Measure of expectation
Based on this theory, I would conclude that the aggregated review score is less useful as a measure de facto quality, but is rather a measure of how well the expectations of the purchaser were met.
Think about it. If you don’t think a game looks good, you won’t buy it just so you can leave a negative review. Well you might, but then you’re probably in the minority… and a sadist.
The reason negative review scores get left at all is because a player purchases a game they think they will enjoy but are then left dissatisfied with it.
Likewise, a positive review score is normally left when the player expects they’ll enjoy the game, but then have their expectations wildly exceeded.
Therefore, I propose that the aggregated review score should not be used as a measure of objective quality, but as an objective modifier to apply to your own subjective expectation.
For example, if you think the game looks amazing but it only has a 75% rating, it’s probably not quite as good as you thought but could still be a lot of fun. If you think it looks merely OK, but has a 95% rating, then it’s probably better than you think.
What about niche games?
I don’t believe my theory is a fair measure of niche games. As has already been stated in the assumptions, we are basing our entire QF on the idea that the quality of a game is equal to its broad appeal and its ability to merely satisfy. We don’t account for the intensity of satisfaction that niche games can bring to their players.
To finish, I wanted to add a note on pricing and how my theory impacts on this.
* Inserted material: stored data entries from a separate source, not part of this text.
PR #4225, opened 2025-04-30
Re-land: Add entries to [sources] automatically if package is added by URL or devved 

lassepe:
This is a rebased version of #3826. Locally, all tests pass for me.


KristofferC:
Let's try this :)

IanButterworth:
Partial backport needed. See https://github.com/JuliaLang/Pkg.jl/pull/4370#issuecomment-3210907907

lassepe:
I'm not familiar with the backporting process and generally quite swamped right now with other things. So if someone else has the bandwidth for the backport, please go ahead :)

Issue #4211, opened 2025-04-06
`PackageSpec` implements `Base.:(==)` but not `Base.hash`


nhz2:
This causes the following strange behavior:

```julia-repl
julia> using Pkg

julia> allunique(unique([PackageSpec(path="foo"), PackageSpec(path="foo")]))
false
```

PR #4228, opened 2025-05-05
 add some missing hash definitions

KristofferC:
Fixes https://github.com/JuliaLang/Pkg.jl/issues/4211


nhz2 (approved):
Thank you for fixing this.

PR #4233, opened 2025-05-09
Support parsing version 0.0.0 internally for package versions

serenity4:
As was agreed in https://github.com/JuliaLang/julia/pull/57520, we decided to introduce a special `v"0.0.0"` version for Compiler as a fallback to `Base.Compiler`.

The issue is that Pkg internals [explicitly forbid](https://github.com/JuliaLang/Pkg.jl/blob/80d2e7505970b9f1a33b2a4e1c4c5bcea7a709b0/test/pkg.jl#L147) to use this version number, which shows up as

```julia
(Pkg) pkg> add Compiler@0.0.0
   Resolving package versions...
ERROR: invalid version: "0.0.0"
Stacktrace:
  [1] error(s::String)
    @ Base ./error.jl:44
  [2] semver_interval(m::RegexMatch{String})
    @ Pkg.Versions ~/.julia/dev/Pkg/src/Versions.jl:335
  [3] semver_spec(s::String; throw::Bool)
    @ Pkg.Versions ~/.julia/dev/Pkg/src/Versions.jl:310
  [4] semver_spec
    @ ~/.julia/dev/Pkg/src/Versions.jl:303 [inlined]
  [5] set_compat
    @ ~/.julia/dev/Pkg/src/Operations.jl:303 [inlined]
  [6] add(ctx::Pkg.Types.Context, pkgs::Vector{PackageSpec}, new_git::Set{Base.UUID}; allow_autoprecomp::Bool, preserve::PreserveLevel, platform::Base.BinaryPlatforms.Platform, target::Symbol)
    @ Pkg.Operations ~/.julia/dev/Pkg/src/Operations.jl:1725
  [...]
```

However, it seems that semantic versioning actually allows such a version number (see [this post](https://stackoverflow.com/a/66610835)). Furthermore, compat ranges generated by Pkg may in fact include `v"0.0.0"`, and are documented as such in https://pkgdocs.julialang.org/v1/compatibility/#Caret-specifiers. I also suspect that most things should "just work" with it.

For these reasons, it seems reasonable to me to add support for it. I would not be surprised however that it requires some discussion before a consensus is reached as to whether this is desirable or not.

Regarding the changes proposed in this PR, I would appreciate any pointers toward areas that require further modification or that are suspected to break.

(cc @aviatesk)

### DIFF
--- a/src/Versions.jl
+++ b/src/Versions.jl
@@ -331,9 +331,6 @@ function semver_interval(m::RegexMatch)
     major =                           parse(Int, _major)
     minor = (n_significant < 2) ? 0 : parse(Int, _minor)
     patch = (n_significant < 3) ? 0 : parse(Int, _patch)
-    if n_significant == 3 && major == 0 && minor == 0 && patch == 0
-        error("invalid version: \"0.0.0\"")
-    end
     # Default type is :caret
     vertyp = (typ == "" || typ == "^") ? :caret : :tilde
     v0 = VersionBound((major, minor, patch))
@@ -368,12 +365,10 @@ function inequality_interval(m::RegexMatch)
     major =                           parse(Int, _major)
     minor = (n_significant < 2) ? 0 : parse(Int, _minor)
     patch = (n_significant < 3) ? 0 : parse(Int, _patch)
-    if n_significant == 3 && major == 0 && minor == 0 && patch == 0
-        error("invalid version: 0.0.0")
-    end
     v = VersionBound(major, minor, patch)
     if occursin(r"^<\s*$", typ)
         nil = VersionBound(0, 0, 0)
+        v == v"0.0.0" && return VersionRange(nil, nil)
         if v[3] == 0
             if v[2] == 0
                 v1 = VersionBound(v[1]-1)
--- a/test/pkg.jl
+++ b/test/pkg.jl
@@ -90,6 +90,7 @@ import Pkg.Types: semver_spec, VersionSpec
     @test !(v"1.2.2" in semver_spec(">=1.2.3"))
 
     @test_throws ErrorException semver_spec("0.1.0-0.2.2")
+    @test semver_spec("0.0.0") == VersionSpec("0.0.0-0.0.0")
     @test semver_spec("0.1.0 - 0.2.2") == VersionSpec("0.1.0 - 0.2.2")
     @test semver_spec("1.2.3 - 4.5.6") == semver_spec("1.2.3  - 4.5.6") == semver_spec("1.2.3 -  4.5.6") == semver_spec("1.2.3  -  4.5.6")
     @test semver_spec("0.0.1 - 0.0.2") == VersionSpec("0.0.1 - 0.0.2")
@@ -144,7 +145,6 @@ import Pkg.Types: semver_spec, VersionSpec
 
     @test_throws ErrorException semver_spec("^^0.2.3")
     @test_throws ErrorException semver_spec("^^0.2.3.4")
-    @test_throws ErrorException semver_spec("0.0.0")
     @test_throws ErrorException semver_spec("0.7 1.0")
 
     @test Pkg.Types.isjoinable(Pkg.Types.VersionBound((1,5)), Pkg.Types.VersionBound((1,6)))


DilumAluthge:
I personally am not a fan of this approach. It's one thing when it was just the General registry, but now we are having to add hacks in Pkg? Personally I think it would be better to just have Compiler.jl start at 0.0.1.

But if @StefanKarpinski / @KristofferC / @fredrikekre are fine with this, I'll defer to them.

serenity4:
My expectation would be that we don't need any hacks, and that the implementation already mostly supports this "for free".

aviatesk:
As a compromise, how about we allow v0.0.0 on the Pkg.jl side, but only allow registration in the General registry in very specific cases?
In Pkg.jl, which follows Semver for versions, I don't think we need to reject something that Semver allows (v0.0.0).
Normally, v0.0.0 shouldn't be recommended, and I think it should definitely be avoided in the General registry. However, for example, people using private registries might want to use v0.0.0. And I don't think there's a need to reject such use cases.

KristofferC:
There seems to be a lot of confusion here. The version number 0.0.0 should be supported, it is only for the compat range specifier (`[compat]`) where it is not because it isn't ear what versions it should include. Should it only be 0.0.0?

serenity4:
A compat range of `[0.0.0, 0.0.1)` would seem consistent with `[0.0.1, - 0.0.2)`.

KristofferC:
When does this even come up? Why put a 0.0.0 compat specifier? Why not call it version 0.0.1?

serenity4:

My theory says that a game has a constant QF that is equal to the percentage of people who would be satisfied with the game if they purchased it.
If we lower the price of that game, we lower the expectation threshold required for people to purchase the game. In other words, people “take a punt” because the game is cheap or on sale.
However, the QF remains fixed. We’re just increasing the sales due to the lower price. Here’s how the numbers turn out:
Game A, normal price, 50,000 sales. 37,500 people satisfied. Review rating 75%.
Game A, discounted price, 75,000 sales. 37,500 people satisfied. Review rating 50%.
We’ve turned the theory on its head so that we’re no longer measuring the quality factor (that’s a constant), instead we are using the quality factor to predict the aggregated review score.
In conclusion, the theory predicts that low prices and discounts could actually lead to lower review scores. Scary huh?